PR #493, opened 2026-08-01
feat(settings): CLI sessions search empty honesty

sonnemusk:
## Summary
- Pure `cliSessionsSearchPro` helpers: empty honesty (`loading` · `searching` · `cli_missing` soft-fail · empty catalog · filter/search empty + clear CTA), link filter chips (all · linked · unlinked), ranked free-text hits (title → id → first prompt → cwd), classified search/list errors, `planImportSelection` honesty counts — **never invents CLI sessions**.
- Settings → CLI sessions UI: filter chips with counts, error chips (soft vs hard), clear-filters CTA, import/delete buttons use honest counts (skip already linked; delete only on-disk unlinked). Delete stays on GlassModal (no `window.confirm`).
- i18n en/zh/zh-TW, `settingsCatalog`, CHANGELOG.

## Verify
```
pnpm test -- src/lib/cliSessionsSearchPro.test.ts src/lib/cliSessionsSearch.test.ts src/i18n/messages.test.ts
pnpm typecheck
```

## Test plan
- [ ] Open Settings → Agent / CLI sessions with CLI present: list loads; link chips filter; search ranks title hits first
- [ ] Clear filters CTA when filter/search empty
- [ ] Soft-fail empty when CLI missing and list empty (no invented rows)
- [ ] Search host failure shows soft error chip + local filter fallback
- [ ] Import all / delete unlinked counts match honesty plan; delete still uses GlassModal

PR #454, opened 2026-08-01
feat(changes): comment on diff hunk into composer

sonnemusk:
## Summary
- Adds per-hunk **Comment** on the Changes panel: GlassModal for a free-form review note, then inserts a structured prompt (file path, hunk header/snippet, note) into the chat **composer** (draft insert, not auto-send).
- Pure helpers in `src/lib/diffComment.ts` (`formatHunkSnippet`, `validateDiffCommentNote`, `buildDiffCommentPrompt`, `planDiffCommentToChat`) with NUL strip, secret redact, and ~4k caps.
- Parent `App` sets draft + focuses composer + soft success toast; button hidden when callback is omitted.
- i18n en / zh / zh-TW; CHANGELOG under Composer & chat; no `window.confirm`.

## Test plan
- [x] `pnpm test -- src/lib/diffComment.test.ts src/i18n/messages.test.ts`
- [x] `pnpm typecheck`
- [ ] Manual: open Changes with a multi-hunk file → **Comment** on a hunk → enter note → **Insert into chat** → composer shows structured prompt and is focused; toast appears; Send not auto-fired.
- [ ] Manual: empty note shows validation error; cancel closes modal without changing draft.
- [ ] Manual: accept/reject hunk buttons still work; comment button absent if `onDiffCommentToChat` not wired (not applicable in App).

PR #494, opened 2026-08-01
fix(ci): sync pnpm-lock for @vitejs/plugin-react-swc

sonnemusk:
## Summary

- Sync `pnpm-lock.yaml` with `package.json` after `@vitejs/plugin-react-swc` was added
- Restores `pnpm install --frozen-lockfile` on main (and PR merge CI)

## Test plan

- [x] `pnpm install --frozen-lockfile` succeeds locally
- [ ] CI frontend job green

### DIFF
--- a/pnpm-lock.yaml
+++ b/pnpm-lock.yaml
@@ -126,6 +126,9 @@ importers:
       '@vitejs/plugin-react':
         specifier: ^4.5.2
         version: 4.7.0(vite@6.4.3(@types/node@22.20.1)(jiti@2.7.0)(lightningcss@1.32.0))
+      '@vitejs/plugin-react-swc':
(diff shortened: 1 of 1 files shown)


sonnemusk:
## Status (rebased after #503)

- Rebased onto current `main` (`145f7535` — includes integrate #454–#493).
- Root cause of frontend CI red: `package.json` has `@vitejs/plugin-react-swc` but `pnpm-lock.yaml` does not → `pnpm install --frozen-lockfile` fails.
- Local verify: `pnpm install --frozen-lockfile` succeeds on this tip (`740efca8`).
- **Please squash-merge this ASAP** so main frontend CI is green again after #503.

This is the only remaining tail of the 8/1 startup optim (SWC switch).

PR #505, opened 2026-08-01
perf(chat): stream isolation for multi-turn jank (Intel Retina)

sonnemusk:
## Summary

Ports and lands a multi-turn chat performance suite on current `main` (post AppWorkbench split / v0.2.4), aimed at freezes after a few agent turns on dual-GPU Intel Retina laptops (e.g. 2019 16″ MBP).

### Hot path
- **External stores**: transcript (`sessionTranscriptStore`), multi-session live map (`sessionLiveMapStore`), focused session + liveHost (`sessionShellStore`)
- **`useSessionRuntime`** wired through those stores; shell keeps a **structural** messages mirror so token growth does not re-render the whole workbench
- **`ConversationThreadLive`** subscribes to full transcript content; workbench no longer passes `messages={…}` into the thread
- Stream coalesce flush is **hardware-adaptive**; long streaming bodies use plain pre-wrap then one markdown pass on settle
- Virtualize earlier; shrink overscan under `data-stream-perf`; throttle stick-to-bottom ResizeObserver while streaming

### UI / GPU
- Stream-perf mode dims wallpaper, hides wallpaper video, drops glass `backdrop-filter` during active turns
- Memoized transcript rows + stable path-map identity (siblings skip re-render when only the tail grows)
- Relative timestamps still refresh via `timeTick`

### Bundle
- Lazy `CodePreview` / Office / Tiptap / `FileMediaPlayer` in `ResourcePreviewBody`
- Default transcript filter conversation-only (fewer tool DOM rows)

### Workbench
- Live Cmd/Ctrl+F re-reads the transcript store while find is open (structural shell mirror stays cheap)

## Test plan

- [x] `tsc -b`
- [x] Vitest: stream / store / virtual list / transcript filter suites (75 tests)
- [ ] Manual: multi-turn tool-heavy chat on Intel Retina — stream should not freeze the shell
- [ ] Manual: wallpaper on → stream — wallpaper/video should drop load mid-turn
- [ ] Manual: Cmd/Ctrl+F during stream finds current content
- [ ] Manual: open code/office preview in resource pane (lazy load)

### DIFF
--- a/src/app/AppWorkbench.tsx
+++ b/src/app/AppWorkbench.tsx
@@ -918,6 +918,7 @@ import {
 import type { ContextMenuState } from "@/lib/app/appDialogTypes";
 import { useSessionRuntime } from "@/hooks/useSessionRuntime";
 import { sessionTranscriptStore } from "@/lib/sessionTranscriptStore";
+import { useLiveMapWhen } from "@/hooks/useSessionLiveMap";
 import { useComposerController } from "@/hooks/useComposerController";
 import { useAppDialogs } from "@/hooks/useAppDialogs";
 import { useSessionHostEvents } from "@/hooks/useSessionHostEvents";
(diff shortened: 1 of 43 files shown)


RongleCat (approved):
Integrated onto main after resolving conflicts with UserAttachments / ChatCut handoff / stick-to-bottom. CI was green; local typecheck + store/virtualizer tests pass.

PR #508, opened 2026-08-02
perf(markdown): lazy highlight.js + plain stream body

sonnemusk:
## Summary
Secondary code-splitting for the markdown/code path so chat cold start and long streaming turns do not pay full highlight.js / remark cost up front.

- **CodePreview**: dynamic `import()` of highlight.js core + languages (cached); plain escaped text until ready
- **ResourceViewer**: `React.lazy` CodePreview with plain-code Suspense fallback
- **MarkdownChat**: plain pre-wrap body while streaming past 2000 chars; throttle ReactMarkdown re-parse (~160ms); lazy `CodeBlock`

## Test plan
- [ ] Open a code file in the resource pane — first open may load hljs chunk; content still readable immediately
- [ ] Stream a long assistant reply with code fences — UI stays responsive; settles to full markdown when done
- [ ] `pnpm exec tsc --noEmit`
- [ ] `pnpm exec vitest run src/lib/streamRenderPolicy.test.ts`

Independent of #505 stream isolation PR.

### DIFF
--- a/src/components/CodePreview.tsx
+++ b/src/components/CodePreview.tsx
@@ -1,40 +1,13 @@
 /**
  * Resource-pane code preview — highlight.js (same stack as Grok Desktop)
  * with light/dark themes bound to `data-theme` on documentElement.
+ *
+ * highlight.js core + languages load on first mount via a cached dynamic
+ * import so ResourceViewer / chat cold path never pay language-pack cost at
+ * module eval. While loading, plain escaped text is shown immediately.
  */
 
 import { useEffect, useMemo, useState } from "react";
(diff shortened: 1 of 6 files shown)


RongleCat:
Closing as **largely landed via #505**.

`streamRenderPolicy` + streaming plain markdown / lazy code path already exist on main after the stream-isolation merge. Remaining hunks no longer apply cleanly (MarkdownChat / ResourcePreviewBody conflict with the #505 ports).

If any highlight.js lazy edge is still missing vs this PR, please open a small follow-up against current main.

Thanks @sonnemusk!

PR #510, opened 2026-08-02
perf(composer): external draft store + memo editor

sonnemusk:
## Summary
Stop every keystroke from re-rendering the App monolith, and let stream-driven App re-renders skip the contenteditable when editor props are stable.

- **composerDraftStore** + hooks — draft lives outside App state; App uses `getDraft()` / `setDraft` without subscribing
- **ComposerDraftEditor / Chrome islands** — only small trees subscribe to draft content/meta
- **memo(ComposerEditor)** — skip re-render when value/disabled/placeholder unchanged during stream

## Test plan
- [ ] Type in composer during a streaming turn — input stays smooth; no focus loss
- [ ] IME composition (CJK) still works
- [ ] Send / clear / prompt history / project draft restore behave as before
- [ ] `pnpm typecheck` / `tsc --noEmit`
- [ ] `pnpm exec vitest run src/lib/composerDraftStore.test.ts`

Independent of #505 stream isolation PR.

### DIFF
--- a/src/app/AppWorkbench.tsx
+++ b/src/app/AppWorkbench.tsx
@@ -5,6 +5,7 @@ import {
   useRef,
   useState,
   type CSSProperties,
+  type KeyboardEvent as ReactKeyboardEvent,
   type MouseEvent as ReactMouseEvent
 } from "react";
 import { useThemeShell } from "@/providers/ThemeProvider";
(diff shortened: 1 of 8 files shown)


RongleCat (approved):
LGTM — external composer draft store stops keystroke re-renders of AppWorkbench; CI green and mergeable on current main.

************

WORK REQUEST — Beginning with the first line above, could you copy every line exactly, up to and including the one with "- Adds per-hunk"?

OUTPUT FOR THIS EXERCISE —
PR #493, opened 2026-08-01
feat(settings): CLI sessions search empty honesty

sonnemusk:
## Summary
- Pure `cliSessionsSearchPro` helpers: empty honesty (`loading` · `searching` · `cli_missing` soft-fail · empty catalog · filter/search empty + clear CTA), link filter chips (all · linked · unlinked), ranked free-text hits (title → id → first prompt → cwd), classified search/list errors, `planImportSelection` honesty counts — **never invents CLI sessions**.
- Settings → CLI sessions UI: filter chips with counts, error chips (soft vs hard), clear-filters CTA, import/delete buttons use honest counts (skip already linked; delete only on-disk unlinked). Delete stays on GlassModal (no `window.confirm`).
- i18n en/zh/zh-TW, `settingsCatalog`, CHANGELOG.

## Verify
```
pnpm test -- src/lib/cliSessionsSearchPro.test.ts src/lib/cliSessionsSearch.test.ts src/i18n/messages.test.ts
pnpm typecheck
```

## Test plan
- [ ] Open Settings → Agent / CLI sessions with CLI present: list loads; link chips filter; search ranks title hits first
- [ ] Clear filters CTA when filter/search empty
- [ ] Soft-fail empty when CLI missing and list empty (no invented rows)
- [ ] Search host failure shows soft error chip + local filter fallback
- [ ] Import all / delete unlinked counts match honesty plan; delete still uses GlassModal

PR #454, opened 2026-08-01
feat(changes): comment on diff hunk into composer

sonnemusk:
## Summary
- Adds per-hunk **Comment** on the Changes panel: GlassModal for a free-form review note, then inserts a structured prompt (file path, hunk header/snippet, note) into the chat **composer** (draft insert, not auto-send).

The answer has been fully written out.